Das ICEM-Budget sei über die Jahre relativ stabil geblieben. Aber immer noch stammen mehr als 80 Prozent der Mitgliedsbeiträge aus den "alten" Industrieländern im Norden, in denen die Mitgliederzahlen zurückgehen. Damit finanziert der in Genf sitzende, 17 Mitarbeiter starke Verband seine im Wortsinn weltumspannende Arbeit in 132 Ländern: 20 "Consultants" in allen Regionen unterstützen die Kampagnen ihrer Kollegen vor Ort in Diamantminen, Papiermühlen, in Bioscience-Firmen oder der Zementindustrie. Zu den Erfolgsgeschichten des ICEM zählt Warda den Beitrag des Verbands zum Aufbau demokratischer Gewerkschaften in Südafrika, aus dem auch der amtierende ICEM-Präsident Senzeni Zokwana stammt. "Über die Jahrzehnte sind dort Gewerkschaften entstanden, die zu den stärksten weltweit gehören", findet Warda.

Das ganze Gewicht ihrer 20 Millionen Gewerkschaftsmitglieder wirft die ICEM derzeit auch zur Unterstützung von Bergmännern in Mittelamerika in die Waagschale, gemeinsam mit dem IMB, der weitere 25 Millionen Arbeiter hinter sich weiß. Die von korrupten Politikern protegierte Grupo Mexiko ist seit Jahren berüchtigt dafür, Umweltauflagen ebenso kalt zu missachten wie die Sicherheitsansprüche ihrer Arbeiter. So liegen nach einem Grubenunglück vor einigen Jahren die Leichen von 65 Kumpel bis heute unter Tage; ihre Bergung wird wohl deshalb verweigert, weil sonst Sicherheitsmängel aufgedeckt würden. Das Unternehmen setzt Gewerkschafter massiv unter Druck, es wird sogar in Verbindung gebracht mit dem gewaltsamen Tod von zwei Arbeitern. Dagegen setzen ICEM und IMB eine große Solidaritätskampagne, zu der auch eine Demonstration in Mexiko mit 6000 Teilnehmern gehörte, darunter Gewerkschafter aus vielen Ländern.
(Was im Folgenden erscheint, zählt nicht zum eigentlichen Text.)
PR #4439, opened 2026-02-27
fix(dashboard): Isolate PageContext in asset picker dialog

grolmus:
## Summary
- Wraps `AssetPickerDialog` content in isolated `PageContext.Provider` to prevent parent page context leakage
- Fixes issue where custom action bar items registered for detail pages appeared inside the asset picker dialog

## Root Cause
React Context propagates through Radix Dialog portals. When `AssetPickerDialog` opened on a detail page, it inherited the parent's `PageContext` (including `pageId`). Extension action bar items registered for that `pageId` were then incorrectly rendered inside the dialog.

## Test plan
- [ ] Open a detail page with custom action bar buttons (e.g., via dashboard extension)
- [ ] Click an asset field to open the asset picker dialog
- [ ] Verify only the "Upload" button appears, not the detail page's custom actions

Fixes OSS-406


biggamesmallworld (commented):
## Review — one suggestion

Clean fix for the Radix portal context propagation issue. The approach is correct and minimal.

### 💡 Suggestion: Add a comment explaining the `PageContext.Provider` isolation

The wrapper at line 82 exists purely to prevent parent page extension action bar items from leaking into the dialog via Radix portal context propagation. Without a comment, a future developer might remove it while "cleaning up" and reintroduce the bug. Something like:

```tsx
{/* Isolate from parent PageContext to prevent extension action bar items
    registered for the parent page from rendering inside this dialog.
    See OSS-406. */}
<PageContext.Provider value={{}}>
```

Optionally, hoisting to `const EMPTY_PAGE_CONTEXT = {};` at module scope would avoid a new object reference per render (minor, since this is a short-lived modal).

LGTM otherwise 👍

biggamesmallworld (approved):

michaelbromley:
The solution looks good, but it raises a question for me - since the dialog is capable of displaying extended ActionBar items, we could actually make _use_ of that as a feature to allow extension authors to target specific asset picker dialogs. If we were to expose an optional pageId prop on the dialog component, we could put that in the new wrapped context provider, to allow that dialog to be specifically targeted. 

Would you be able to check if that's feasible?

grolmus:
> The solution looks good, but it raises a question for me - since the dialog is capable of displaying extended ActionBar items, we could actually make _use_ of that as a feature to allow extension authors to target specific asset picker dialogs. If we were to expose an optional pageId prop on the dialog component, we could put that in the new wrapped context provider, to allow that dialog to be specifically targeted.
>
> Would you be able to check if that's feasible?

Yes — done in d75909169.

**What changed in `AssetPickerDialog`:**
- New optional `pageId?: string` prop. When provided, it is published through the dialog's isolated `PageContext.Provider`, so extensions can target this specific dialog via the standard `actionBarItems` API (e.g. `{ pageId: 'my-asset-picker', component, ... }`).
- Any `DashboardActionBarItem`s registered for that `pageId` are rendered in the dialog footer (filtered to `type !== 'dropdown'`, wrapped in `PermissionGuard` — same handling as `PageActionBar`).
- When `pageId` is omitted, behaviour is identical to before this change (empty context, no leakage from the parent page).

**Verification:**

1. Regression — `Test Button` registered for the `product-detail` page no longer leaks into the picker:
image

2. New feature — registering `{ pageId: 'asset-picker-test', component: PickerAction }` and passing `pageId="asset-picker-test"` to the dialog renders the item in the footer:
image

michaelbromley (approved):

Seither habe sich noch nichts Entscheidendes bewegt, räumt Warda ein, weshalb ICEM und IMB nun den norwegischen Pensionsfonds aufforderten, sein Investment bei Grupo Mexiko zu beenden. Das hat der Fonds schon einmal bei einer anderen Firma getan und er hat bereits weiteres Dokumentationsmaterial von der ICEM über den Fall angefordert. Bis zu einer Entscheidung kann allerdings noch einige Zeit vergehen. "Das ist nun mal so bei so großen Kampagnen, dass man oft sehr dicke Bretter bohren muss", sagt Manfred Warda, "aber genau das ist unsere Aufgabe."